When and why Congress chooses to delegate federal policy

Pamela McCann wrote a book on whether Republicans prefer a less centralized government than Democrats. (Photo/Tom Queally)

Policy/Law

When and why Congress chooses to delegate federal policy

USC Price researcher looks at whether legislators align with the president or the state governor

February 08, 2017 Matthew Kredell

Ever since she worked for a state-level agency before attending graduate school, USC Price Assistant Professor Pamela McCann has been intrigued by when and why Congress chooses to delegate to the states for implementation of federal policy.

In her new book The Federal Design Dilemma: Congress and Intergovernmental Delegation (Cambridge University Press), McCann uncovered the partisanship at play when individual lawmakers determine whether to decentralize to states.

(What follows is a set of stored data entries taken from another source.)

PR #2302, opened 2021-01-05
Revisited Resolve Swoole Compatibility and Increase Readability

tanmuhittin:
related to #2292 

Looks like I forgot to exclude the middlewares from test endpoint /livewire-dusk/{component}

I hope this will pass the tests

### DIFF
--- a/src/LivewireServiceProvider.php
+++ b/src/LivewireServiceProvider.php
@@ -108,29 +108,34 @@ class LivewireServiceProvider extends ServiceProvider
 
     protected function registerRoutes()
     {
+        // Bypass specific middlewares during Livewire requests.
+        // These are usually helpful during a typical request, but
+        // during Livewire requests, they can damage data properties.
+        $excludedMiddlewares = [
+            'middleware' => config('livewire.middleware_group', 'web'),
+            'excluded_middleware' => [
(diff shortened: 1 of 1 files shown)


joshhanley:
@tanmuhittin you can run the tests locally, they are using phpunit and dusk. Just run `vendor/bin/phpunit` to run the whole test suite, so you can ensure you fix any issues before you push it up.

You may run into an issue after you install dusk like this
> Facebook\WebDriver\Exception\SessionNotCreatedException: session not created: Chrome version must be between 70 and 73

Here is the fix for that, run:
```
./vendor/bin/dusk-updater detect --auto-update
```

This is the reference in the testbench-dusk docs for that fix:
 https://github.com/orchestral/testbench-dusk#chrome-versions

Hope this helps!

tanmuhittin:
I had hard time running browser tests in my docker image.

Can anyone advise an appropriate docker image for browser tests?

tanmuhittin:
I finally got the browser tests running. Looks like excluding middleware feature is not working for global middlewares yet. So, this should not be merged. I hope this feature would be added to Laravel in the future.

Ref : https://github.com/laravel/framework/pull/32404#issuecomment-614808543

PR #2305, opened 2021-01-05
Update phpunit.xml configuration format

mtawil:
PHPUnit 9.3.0 has changed coverage filtering from filter tag to coverage tag. So, this pull request migrates `phpunit.xml` to the new configuration format.


calebporzio:
Thanks!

The book culminates a project McCann began as her dissertation at the University of Michigan. It addresses two major questions: First, what does intergovernmental delegation within and across policies look like? Second, under what conditions do national legislators choose to delegate more or less responsibility to the states?

“National policies are implemented at least in part by states, but we don’t have a good idea of when it happens,” McCann said. “Are they random, spur-of-the-moment decisions? Is it based on policy type or when there’s a higher federal deficit? This book was meant to understand more about that.”

The amount of responsibility allocated to states can be crucial in policies related to topics such as health, education, the environment, transportation and financial regulations. Implementation by states versus a national executive branch agency will result in differences in policy outcomes.

Novel approach to policy analysis

Pamela McCann signs book
McCann signs her new book at a USC Price event. (Photo/Tom Queally)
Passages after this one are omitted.